Hayley Podschun, Jade Jones, and Amy Keum in Vanities-The Musical (Carol Rosegg)


Do you want to spend two hours watching a show about nothing? No, I'm not talking about binging the fourth season of Seinfeld. I’m talking about watching the Vanities, a musical written by Jack Heifner (which first premiered January 15, 1976), now produced by the Off-Broadway York Theatre.


If you do have a special fetish for plot lines that go nowhere, then it may be perfect for you. Vanities tells the story of three cheerleaders in 1960’s America who spend the majority of their time gossiping about boyfriends, planning for homecoming, and raving about being ‘noble’ sorority girls. And that's pretty much it. Every scene, showing the girls getting progressively older, recycles that tired and overused trope of shallow school girls deciding between a husband and a career, only to mature and realize that they can be strong independent women. Wow, no way! It fails to offer any meaningful commentary on the lives of young women navigating a confusing world with an array of real challenges. After an endless exposition stuffed with meaningless minutiae, the audience is left waiting breathlessly for interesting conflict to emerge, new characters to appear, or for a set change to finally take place. Save your breath.

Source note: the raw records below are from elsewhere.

PR #6201, opened 2026-06-23
fix(mcp): Preserve existing auth in mTLS transport

### LINKED ISSUE #6200: MCP mTLS transport may inject ADC Authorization when an existing auth header is lowercase
## 🔴 Required Information

**Describe the Bug:**

In the MCP mTLS transport path, ADK may inject ADC / execution-environment Service Account credentials even when an `Authorization` header is already present on the MCP request.

The immediate cause is that `_RefreshableAsyncCredentials.before_request()` checks for an existing Authorization header case-sensitively:

```python
if 'Authorization' in headers:
```

However, in the mTLS path, the MCP SDK uses `httpx.AsyncClient`, and ADK's `_GoogleAuthAsyncTransport.handle_async_request()` builds a plain dict from `httpx.Request.headers` before passing it to `AsyncAuthorizedSession.request()`:

```python
headers_dict = dict(request.headers)
```

`httpx` lowercases header names internally, so an existing `Authorization` header may be passed as `authorization`. In that case, the case-sensitive check misses the existing header and ADC credentials may be refreshed and injected into the same request.

As a result, an MCP server can receive an opaque access token for the runtime Service Account instead of the intended user / 3LO token.

**Steps to Reproduce:**

1. Use ADK v2.3.0 or current `main`.
2. Configure `McpToolset` with `StreamableHTTPConnectionParams` or `SseConnectionParams`.
3. Ensure the MCP request already has a user / 3LO `Authorization` header, for example through MCP auth credential handling or `header_provider`.
4. Run an MCP tool call in an environment where the mTLS transport path is enabled:
   - `GOOGLE_API_USE_CLIENT_CERTIFICATE` is unset or set to `true`
   - `google.auth.aio` is available
   - ADC is available
   - ADK can create `_GoogleAuthAsyncTransport` in `_get_mtls_transport()`
5. In `_GoogleAuthAsyncTransport.handle_async_request()`, `dict(request.headers)` can produce a lowercase `authorization` key.
6. `_RefreshableAsyncCredentials.before_request()` checks `'Authorization' in headers` and misses the lowercase key.

**Expected Behavior:**

HTTP header names are case-insensitive. `_RefreshableAsyncCredentials.before_request()` should treat `Authorization`, `authorization`, and any other casing as the same header.

If any Authorization header is already present, ADK should not inject ADC / Service Account credentials.

**Observed Behavior:**

An existing Authorization header can be missed when its key is lowercase. In that case, ADK may refresh ADC credentials and inject an execution-environment token into the MCP request.

This can cause the MCP server to receive a Service Account / ADC token instead of the intended user / 3LO token.

**Environment Details:**

- ADK Library Version (pip show google-adk): v2.3.0 and current `main`
- Desktop OS: Linux
- Python Version (python -V): Python 3.11

**Model Information:**

- Are you using LiteLLM: N/A
- Which model is being used: N/A. This issue occurs in the MCP HTTP transport path before model behavior is relevant.

---

## 🟡 Optional Information

**Regression:**

This appears related to the mTLS transport work introduced in v2.3.0. The issue is not about `list_tools` / discovery auth propagation. It affects the MCP HTTP request path when the mTLS transport bridges `httpx` requests into `google-auth-aio` `AsyncAuthorizedSession`.

**Logs:**

N/A. The behavior can be demonstrated at the header-normalization level:

```text
dict(httpx.Request(..., headers={"Authorization": "Bearer user_token"}).headers)
```

contains `authorization`, not `Authorization`.

**Screenshots / Video:**

N/A.

**Additional Context:**

The existing `Authorization` header is not only a user-supplied static header. ADK has MCP header propagation paths intended to pass user / 3LO credentials to the MCP server during MCP tool execution.

After a 3LO flow completes, ADK resolves the user access token as an `AuthCredential`. In the MCP integration, that credential is converted into an HTTP header by `McpToolset` / `McpTool`. For OAuth2 credentials, the implementation generates a header like this:

```python
headers = {"Authorization": f"Bearer {credential.oauth2.access_token}"}
```

For tool execution, the flow is roughly:

1. `McpTool._run_async_impl()` extracts auth headers from the resolved credential.
2. If `header_provider` is configured, it also obtains dynamic headers from `ReadonlyContext`.
3. The auth headers and dynamic headers are merged.
4. The merged headers are passed to `MCPSessionManager.create_session(headers=final_headers)`.
5. `MCPSessionManager` passes those headers to the MCP SDK's `streamablehttp_client` / `sse_client`.

The discovery path (`McpToolset.get_tools()` / `list_tools`) has a similar flow through `McpToolset._execute_with_session()`, where headers from `header_provider` and exchanged credentials are merged and passed to `create_session(headers=...)`.

Therefore, after a successful 3LO flow, the MCP HTTP request is expected to already contain:

```http
Authorization: Bearer <user_3lo_access_token>
```

That header is required by the MCP server to identify the user context. If the later mTLS transport / Google auth bridge injects ADC or Service Account credentials into the same request, the principal observed by the MCP server can change from the user to the runtime Service Account.

This issue is not about failing to obtain the user token, nor is it about the MCP header propagation path failing to set a header. The problem occurs after the user / 3LO Authorization header has already reached `create_session(headers=...)`: in the mTLS transport path, `dict(request.headers)` can represent it as lowercase `authorization`, and `_RefreshableAsyncCredentials.before_request()` does a case-sensitive check for `Authorization`.

This bug report focuses especially on the MCP tool-call request path. Independently of `list_tools` / discovery behavior, the tool-call HTTP request path should preserve and respect an existing Authorization header case-insensitively.

Suggested fix:

```python
if any(key.lower() == "authorization" for key in headers):
    logger.debug("Authorization header already present, not overwriting")
    return
```

However, the header handling itself should still be fixed because HTTP header names are case-insensitive.

Related issues / PRs:

- #5361: MCP mTLS support discussion / predecessor context
- #6150: v2.3.0 release including the mTLS transport work
- #3675: MCP header propagation feature, related but not the same bug
- #6146: ADC credentials being attached in another component, related security theme but different code path

```python
import httpx

request = httpx.Request(
    "POST",
    "https://example.com/mcp",
    headers={"Authorization": "Bearer user_token"},
)

print(dict(request.headers))
# contains "authorization", not "Authorization"
```

- Always (100%) when the mTLS transport path is active and the existing Authorization header is represented as lowercase `authorization`.

h-tsuboi918:

- Closes: #6200

N/A

**Problem:**

The MCP mTLS auth bridge checked only for an exact `Authorization` header key before adding ADC credentials. `httpx.Request.headers` can be converted into a plain dict with lowercase `authorization`, so the existing user / 3LO Authorization header could be missed.

When that happens, ADK may inject ADC / runtime Service Account credentials into the same MCP request, causing the MCP server to observe the runtime principal instead of the intended user principal.

**Solution:**

Make `_RefreshableAsyncCredentials.before_request()` check for an existing Authorization header case-insensitively before refreshing and injecting credentials.

This matches HTTP header semantics and preserves existing behavior for correctly cased `Authorization` headers while also handling lowercase `authorization` from the `httpx` request path.

### Testing Plan

**Unit Tests:**

Passed locally:

```text
uv run pytest tests/unittests/tools/mcp_tool/test_mcp_session_manager.py
51 passed, 8 warnings
```

Additional checks:

```text
git diff --check
git diff --cached --check
uv run pyink --check src/google/adk/tools/mcp_tool/mcp_session_manager.py tests/unittests/tools/mcp_tool/test_mcp_session_manager.py
uv run isort --check-only src/google/adk/tools/mcp_tool/mcp_session_manager.py tests/unittests/tools/mcp_tool/test_mcp_session_manager.py
```

Not run. This is covered by a focused unit test for the credential injection guard. The changed behavior is isolated to preserving an existing lowercase `authorization` header before ADC refresh/injection.

### Checklist

### Additional context

The issue is specific to the MCP mTLS transport path where ADK bridges `httpx` requests into `google-auth-aio` `AsyncAuthorizedSession`. The existing Authorization header may originate from MCP auth credential handling or a header provider, including user / 3LO token propagation.

No new code comments were added because the code change is limited to the existing Authorization header guard. There are no dependent downstream changes.


rohityan:
Hi @h-tsuboi918 , Thank you for your contribution! We appreciate you taking the time to submit this pull request. Can you please fix the failing ci test before we can proceed with a review.

h-tsuboi918:
Hi @rohityan ,Thanks for checking this.

I looked into the failed CI job:

https://github.com/google/adk-python/actions/runs/28122333977/job/83277473901?pr=6201

The failing step is `File Content Compliance` / `Check for hardcoded googleapis.com endpoints`.

The relevant workflow logic is here:

- `.github/workflows/continuous-integration.yml`, [lines 244-258](https://github.com/h-tsuboi918/adk-python/blob/fix/mcp-mtls-auth-header-case/.github/workflows/continuous-integration.yml#L244)
- It computes the changed Python files with:

```bash
CHANGED_FILES=$(git diff --diff-filter=ACMR --name-only origin/${GITHUB_BASE_REF}...HEAD | grep -E '\.py$' || true)
```

- It then scans the whole changed file for any `googleapis.com` URL matching:

```bash
FILES_WITH_ENDPOINTS=$(grep -lE 'https?://[a-zA-Z0-9.-]+\.googleapis\.com' $CHANGED_FILES)
```

- It fails if that file does not also contain `.mtls.googleapis.com`:

```bash
FILES_MISSING_MTLS=$(grep -L '.mtls.googleapis.com' $FILES_WITH_ENDPOINTS)
```

The job log reports this file:

```text
src/google/adk/tools/mcp_tool/mcp_session_manager.py
```

This PR does touch that file, but the matched `googleapis.com` string is not a hardcoded API endpoint introduced by this PR. It is an existing OAuth scope string:

- `src/google/adk/tools/mcp_tool/mcp_session_manager.py`, [line 637](https://github.com/h-tsuboi918/adk-python/blob/01c3cf004695d6488f76404b950f069adfce0039/src/google/adk/tools/mcp_tool/mcp_session_manager.py#L637)

```python
scopes = ['https://www.googleapis.com/auth/cloud-platform']
```

That value is an OAuth scope, not a service endpoint that can or should have a corresponding `.mtls.googleapis.com` variant. So my understanding is that this CI failure is a false positive caused by applying an endpoint-oriented grep to the entire changed file.

If we want to fix this, I think the right place is the CI check rather than adding a dummy `.mtls.googleapis.com` string in this PR. More specifically, the candidate fix location is around `.github/workflows/continuous-integration.yml`, lines 244-258, especially the logic that builds `FILES_WITH_ENDPOINTS` / `FILES_MISSING_MTLS`.

For example, before treating a changed file as a file containing a `googleapis.com` endpoint, the check could classify matches at the URL level and exclude OAuth scopes first. Conceptually, this could look like:

```bash
FILES_WITH_ENDPOINTS=$(
  grep -HEo 'https?://[a-zA-Z0-9.-]+\.googleapis\.com[^"'\''[:space:]]*' $CHANGED_FILES \
    | grep -vE 'https://www\.googleapis\.com/auth(/|$)' \
    | cut -d: -f1 \
    | sort -u || true
)
```

Then the existing `.mtls.googleapis.com` counterpart check would run only on files that contain non-scope `googleapis.com` URLs.

The intended behavior would be:

- still fail on hardcoded service endpoints such as `https://foo.googleapis.com/...`
- do not fail on OAuth scopes such as `https://www.googleapis.com/auth/cloud-platform`
- avoid requiring `.mtls.googleapis.com` for strings that are not endpoints

The actual change in this PR is limited to preserving an existing `Authorization` header in `_RefreshableAsyncCredentials.before_request` and adding a regression test for lowercase `authorization`:

- `src/google/adk/tools/mcp_tool/mcp_session_manager.py`, line 264
- the added regression test in `tests/unittests/tools/mcp_tool/test_mcp_session_manager.py`

For that reason, I do not think adding a dummy `.mtls.googleapis.com` string to `mcp_session_manager.py` would be the right fix for this PR, because the detected value is not a service endpoint. Should I include the CI check fix in this PR as well?

h-tsuboi918:
Hi @rohityan, I opened a separate PR for the CI false positive discussed above: #6245.
That PR targets the  check itself and excludes OAuth scope URLs such as  from the  endpoint/mTLS counterpart scan. This keeps the auth-header fix in this PR scoped to MCP, while addressing the unrelated CI check issue separately.
Related issue: #6238

h-tsuboi918:
Hi @rohityan, could you please re-trigger the checks for this PR?

The previous `File Content Compliance` failure came from the inline GitHub Actions compliance job, specifically the `googleapis.com` endpoint check. Since then, `main` changed in 8a7656b857c11777311024ec87ff5f5fd19e5f4c: the inline  compliance job was removed from `continuous-integration.yml`, and the compliance checks were consolidated into `scripts/compliance_checks.py` as a pre-commit hook.

Because of that base change, I expect the old `File Content Compliance` CI failure to no longer reproduce in the same way after a fresh run.

I also updated #6245 to target the new pre-commit-based implementation.

h-tsuboi918:
Hi @wukath @rohityan ,Thanks for fixing #6200.

I saw that the issue was closed by 38700324134f8d392a577f0cda78e4c4400e69d2 while this PR remained open. The landed change seems to address the same core issue this PR was intended to fix.

Could you clarify the preferred workflow for future external contributions to this repository? I understand that changes may go through an internal Piper / Copybara process, so I’d like to know whether GitHub PRs are expected to be reviewed and merged directly, or whether they are mainly used as proposals / references for internal changes.

I’m asking so that I can align future contributions with the expected process.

To add insult to injury, the nonexistent plot is complimented by a static stage design reminiscent of a surgeon's wet dream: antiseptic white walls filled with alabaster white furniture. Is this lack of color an attempt to make some profound conceptual statement? I’ll leave that to the dramaturgs. What’s certain is that a colorless design makes little narrative sense considering the story takes place in the bedroom of teenage girls. As the audience struggles to make sense of the scenery, mannequins roll in and out with new outfits each time to demonstrate the passing of time. How exciting.


(Carol Rosegg)


The score by David Kirshenbaum is described by York as, “infectious…playfully echoing the genres of music from the three decades contained within the play.” Unfortunately, the only thing that the score is infected by is a lack of variation: virtually every song fits the typical pop rock mold. This pop rock pathology is exacerbated by bad vocal sound quality and a band that drowns out the singing (following a strange trend of unreasonably loud musicals). Granted, the actual singing of the actresses is sweet and well-developed. It is clear that they are talented vocalists. But excuse me, whose brilliant idea was it to place the band in a remote location, only to be revealed at the final curtain? Without that reveal, it would have been unclear that a live band is playing at all! Showing the musicians throughout the course of the musical was a missed opportunity to provide some much needed respite for an inevitably bored audience.


York Theatre’s Vanities is a forgettable and mediocre production that offers little in the way of entertainment or substance. Its tired tropes and lackluster execution make it a prime example of everything that is wrong with modern-day musical theater. You will be sitting at the edge of your seat waiting for conflict to emerge, only to be woefully disappointed. Save your money and skip this one.